Так, инструкция Земотдела Моссовета в противовес закону уже допускала урезание земли единоличников[45], хотя и в случае значительных излишков. Эта поправка развязывала руки местным властям, которые трактовали «излишки», как хотели.
Уже в 1918 году Центрозем вправлял мозги Москомзему:
«Задачей советской власти является поддержание, а не расстройство хозяйств вышеназванной категории, хорошо оборудованных, богатых частной инициативой и в отношении системы полеводства выгодно отличающихся от соседних землепользовании»[46].
А с другой стороны, это выгодное отличие делало частные земли лакомым куском для общинников. После Декрета о земле, отражавшего сокровенные чаяния крестьянства, началось прямое разграбление крупных и сильных хозяйств. Ни к чему хорошему это привести не могло.
Забегая вперёд, можно сказать, что вышло так, как и должно было, — то есть совсем плохо. По данным выборочной, 10 %-й переписи 1919 года, число беспосевных хозяйств сократилось на 38 % (самый большой процент — 60,7 % — дал Центрально-Земледельческий район, на втором месте — 59,5 % — Средне-Волжский). Зато в 25 губерниях практически исчезли крупные частные хозяйства (свыше 13 дес).
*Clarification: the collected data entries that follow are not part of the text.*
PR #6610, opened 2025-05-22
test: replace `cfg!` macro with `cfg_attr` attribute

cenviity:
Using the `cfg` attribute means the test is not compiled at all in non-macOS environments.

# Checklist

If applicable:

### DIFF
--- a/cli/tests/test_config_command.rs
+++ b/cli/tests/test_config_command.rs
@@ -946,12 +946,9 @@ fn test_config_edit_user_new_file() {
 }
 
 // TODO: remove after deprecation period in 0.35
-// NOTE: macOS-only test
+#[cfg_attr(not(target_os = "macos"), ignore)]
 #[test]
 fn test_config_edit_user_deprecated_file() {
-    if !cfg!(target_os = "macos") {
-        return;
-    }
     let test_env = TestEnvironment::default();
     let user_config_path = test_env
         .home_dir()


cli/tests/test_config_command.rs
```diff
@@ -946,12 +946,9 @@ fn test_config_edit_user_new_file() {
 }
 
 // TODO: remove after deprecation period in 0.35
-// NOTE: macOS-only test
+#[cfg(target_os = "macos")]
```
martinvonz, line 949: I think we generally prefer `cfg!` because we want to make sure that macOS devs at least notice compilation errors in this code when they change some API. It is a bit weird that the test runs and passes on macOS, however.

emilazy: Yes, I think this is worse. `#[cfg]` should only be used when necessary (i.e. the code would not even compile on another architecture). Otherwise compiler checking, IDE support, etc. suffer.

PhilipMetzger: > It is a bit weird that the test runs and passes on macOS, however.

It passes because Rust libtest doesn't have something like `GTEST_SKIP()`, so the early return just makes the test succeed on every other platform.

martinvonz: `#[cfg_attr(target_os = "macos", ignore)]` (or whatever the syntax is) seems best.

cenviity: This test is for user config paths in macOS, so perhaps we want `#[cfg_attr(not(target_os = "macos"), ignore)]`? Then the test would still be compiled, enabling compiler and LSP checks, etc., but would not run on non-macOS architectures.

martinvonz: Yes, sorry, that's what I meant :)

martinvonz (approved):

К началу 1919 года в европейской России было распределено более 17 млн. дес. земли. Миллион беспосевных крестьян получили наделы. Число хозяйств, имеющих до 2 дес. посева, возросло с 6 до 8–9 млн., составив 43 % хозяйств. Немного (на 10 %) увеличилась группа хозяйств, имеющих 2–4 дес, количество более крупных — уменьшилось, а хозяйства, засевавшие свыше 10 дес, почти исчезли. Таким образом, был отчасти достигнут крестьянский идеал и практически полностью разгромлен аграрный сектор.
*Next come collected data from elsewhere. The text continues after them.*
PR #6619, opened 2025-05-23
diff: Add color config for external diff tools

eyvind:
Add config settings to enable and disable color in external diff tools, and pass them on the command line when the tool is invoked. This PR was inspired by the TODO comment in `external.rs`.

(Using the US spelling of colour is _killing me_)

# Checklist

If applicable:

### DIFF
--- a/cli/src/merge_tools/external.rs
+++ b/cli/src/merge_tools/external.rs
@@ -59,6 +59,9 @@ pub struct ExternalMergeTool {
     pub diff_invocation_mode: DiffToolMode,
     /// Whether to execute the tool in the temporary diff directory
     pub diff_do_chdir: bool,
+    /// Arguments to pass to enable and disable color
+    pub enable_color_args: Vec<String>,
+    pub disable_color_args: Vec<String>,
     /// Arguments to pass to the program when editing diffs.
     /// `$left` and `$right` are replaced with the corresponding directories.
     pub edit_args: Vec<String>,
@@ -114,6 +117,8 @@ impl Default for ExternalMergeTool {
             merge_tool_edits_conflict_markers: false,
             conflict_marker_style: None,
             diff_do_chdir: true,
+            enable_color_args: vec![],
+            disable_color_args: vec![],
             diff_invocation_mode: DiffToolMode::Dir,
         }
     }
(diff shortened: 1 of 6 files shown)


cli/src/merge_tools/external.rs
```diff
@@ -114,6 +117,8 @@ impl Default for ExternalMergeTool {
             merge_tool_edits_conflict_markers: false,
             conflict_marker_style: None,
             diff_do_chdir: true,
+            enable_color_args: vec![],
+            disable_color_args: vec![],
```
yuja, line 121: Maybe better to add `diff_color_args` which defaults to `diff_args`? Appending/prepending arguments doesn't always work.

yuja: > I think I see the problem, which is that putting flags after the `left` and `right` paths might not work with some tools (please correct me if I'm wrong),

Correct.

> Is it to have two copies of `diff_args`, one with colour enabled and one disabled?

Yes.

> While that would allow the argument to be put anywhere on the command line, it wouldn't scale to more arguments

That's true, but I don't have any better idea than introducing template-like language.

> I'm working on a PR to pass ignore-space arguments to the external diff tool as well

I don't think external tools should support the same set of command flags as the builtin diffs. It wouldn't scale, and the external tool may have various options which `jj diff` doesn't provide flags. Maybe better to register them with different names.

cli/src/merge_tools/external.rs
```diff
@@ -478,7 +482,20 @@ pub fn invoke_external_diff(
...
+        ),
+        None => &(tool.diff_args.as_slice(), &[] as &[String]),
+    };
+    cmd.args(interpolate_variables(before_args, &patterns));
+    if ui.color() {
+        cmd.args(&tool.enable_color_args);
+    } else {
+        cmd.args(&tool.disable_color_args);
+    }
+    cmd.args(interpolate_variables(after_args, &patterns));
```
eyvind, line 498: @yuja Something like this? I need to add documentation (and tests), but it injects the colour argument at an `$args` marker, or at the end of the command if there's no marker.

This assumes that all extra arguments can be injected in one spot, but that seems like a reasonable assumption.

yuja: I would say no. It works, but looks like a hack. I would simply add separate tools, and make `diff --tool=<name> --context=N`, etc. fail or show warning.

Alternatively, maybe we can pass parameters by environment variables (e.g. `JJ_DIFF_IGNORE_ALL_SPACE=1`) which can be interpreted by shell script wrapper, but I don't think it's good idea either.

eyvind: Ah well, if this feature is too niche I'll maintain it in a private fork. Thanks for the review!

Кроме того, что мелкие хозяйства малопродуктивны сами по себе, они были ещё и очень слабыми. Для успешного хозяйствования мало получить саму землю. Надо иметь еще и рабочий скот, инвентарь, фураж, семенное зерно. Все это было реквизировано у помещиков одновременно с землей, однако скота, инвентаря и пр., которых хватало для эффективно организованного крупного хозяйства, оказалось безнадежно мало при прямом дележе между крестьянами, да еще и бескормица 1917 года смертной косой прошлась по конюшням.
В итоге, несмотря на все переделы, инвентаря и рабочего скота не имела треть хозяйств. Ещё столько же дворов были настолько слабыми, что даже при прибавке земли говорить о каком-либо товарном производстве не приходилось — дай Бог себя впроголодь прокормить[47]. В результате Декрета о земле сельское хозяйство страны сразу по пояс ухнуло в трясину.
43
У нас бытуют несколько неадекватные представления о том, что такое «зажиточный хозяин». Это не тот, у которого пара десятков десятин земли, а тот, у которого их сотни, а то и тысячи. Вспомним хотя бы того тамбовского кулака, который арендовал помещичье имение.
44
Ещё раз напомним, кулаки — это те, кто наживались на земле: обрабатывали се с помощью батраков, сдавали в аренду.
46
Цит. по:
47
Естественно, в разных регионах было по-разному. Приведённые цифры относятся к Европейской России. Хлебородные районы юга России в то время находились под белыми, а железнодорожное сообщение с Сибирью было отвратительным.